You'll be instrumental in assessing and integrating newly acquired companies into our security and compliance ecosystem, while also serving as a technical liaison for customer security assessments. This isn't a checkbox compliance role — we need someone who understands how security controls actually work under the hood.

• Lead technical security assessments and integration of acquired companies, mapping their security architectures and controls to our GRC frameworks, identifying gaps, and building remediation roadmaps that address both technical security and compliance alignment
• Bridge technical security and business stakeholders by evaluating risks through a technical lens, working alongside security engineering teams to translate GRC requirements into practical security measures, and communicating effectively across technical and non-technical audiences
• Develop and harmonize security policies and control frameworks across acquired entities, ensuring they're both audit-ready and operationally sound, while translating between technical security requirements and governance documentation
• Own customer security questionnaire responses by leveraging your hands-on security background to provide detailed, accurate answers and collaborating with infrastructure, application security, and operations teams to gather technical evidence
• Drive continuous improvement of our GRC program through technical security enhancements, meaningful security and compliance metrics, and process improvements that increase both control effectiveness and operational efficiency.

• Hands-on experience in technical security roles such as Security Operations, Incident Response, Security Analysis, penetration testing, or similar
• Practical knowledge of security tools, SIEM platforms, vulnerability management, and security monitoring; and ability to read and understand security logs, configurations, and technical documentation
• 6+ years of total experience with significant time in GRC
• Working knowledge of ISO 27001, NIST frameworks, SOC 1/2, and GDPR requirements
• Experience developing and implementing information security policies and controls
• ISO 27001:2022 Lead Implementer and Lead Auditor certification
• CISSP, CISM, CISA, or CRISC certifications – desirable

You're someone who gets excited about digging into technical security architectures but also understands why compliance frameworks matter. You can have deep technical conversations with security engineers in the morning and explain compliance requirements to business leaders in the afternoon. You're detail-oriented but don't lose sight of the bigger picture — securing the business while maintaining operational agility.

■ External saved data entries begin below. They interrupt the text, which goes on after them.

PR #1432, opened 2022-07-18
Add result count to remote queries in Query History 

elenatanasoiu:
When you run a remote query, we'd like to display more information about
it in the Query History panel.

At the moment [we've improved this][1] by adding the language and number of repositories.

Here we're also adding the number of results for a remote query.

So the final format of the query history item will change from:

`<query_name> - <query_status>`

to

`<query_name> (<language>) on x repositories - <query_status>  (y results)`

While we're here we're also:
- changing local queries to display number of results in parentheses to match remote queries
- make remote queries sortable by number of results

## Before

Screenshot 2022-07-18 at 17 16 07

## After

Screenshot 2022-07-18 at 17 12 04

[1]: https://github.com/github/vscode-codeql/pull/1427

## Checklist

### DIFF
--- a/extensions/ql-vscode/src/history-item-label-provider.ts
+++ b/extensions/ql-vscode/src/history-item-label-provider.ts
@@ -67,10 +67,10 @@ export class HistoryItemLabelProvider {
 
   // Return the number of repositories queried if available. Otherwise, use the controller repository name.
   private buildRepoLabel(item: RemoteQueryHistoryItem): string {
-    const numRepositoriesQueried = item.remoteQuery.numRepositoriesQueried;
+    const repositoryCount = item.remoteQuery.repositoryCount;
 
-    if (numRepositoriesQueried) {
-      return pluralize(numRepositoriesQueried, 'repository', 'repositories');
+    if (repositoryCount) {
+      return pluralize(repositoryCount, 'repository', 'repositories');
     }
 
     return `${item.remoteQuery.controllerRepository.owner}/${item.remoteQuery.controllerRepository.name}`;
--- a/extensions/ql-vscode/src/history-item-label-provider.ts
+++ b/extensions/ql-vscode/src/history-item-label-provider.ts
@@ -74,8 +74,7 @@ export class HistoryItemLabelProvider {
       // Return the number of repositories queried if available. Otherwise, use the controller repository name.
       d: numRepositoriesQueried ? numRepositoriesLabel : `${item.remoteQuery.controllerRepository.owner}/${item.remoteQuery.controllerRepository.name}`,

We're not just offering a role — we're inviting you to be part of a team that's genuinely transforming how global trade operates. You'll work with cutting-edge technology, collaborate with talented technical and security teams, and have the autonomy to make meaningful impact. If you're a technical security professional who's moved into GRC/Compliance and want to leverage both skill sets, this is your opportunity to do work that matters.

From time to time, WiseTech Global may use an external service provider to assess applications on our behalf. Accordingly, by applying for this role and providing your personal information to WiseTech Global, you consent to WiseTech Global providing this information to our external service providers who are required to treat such information with strict confidentiality in line with privacy and data protection laws and regulations.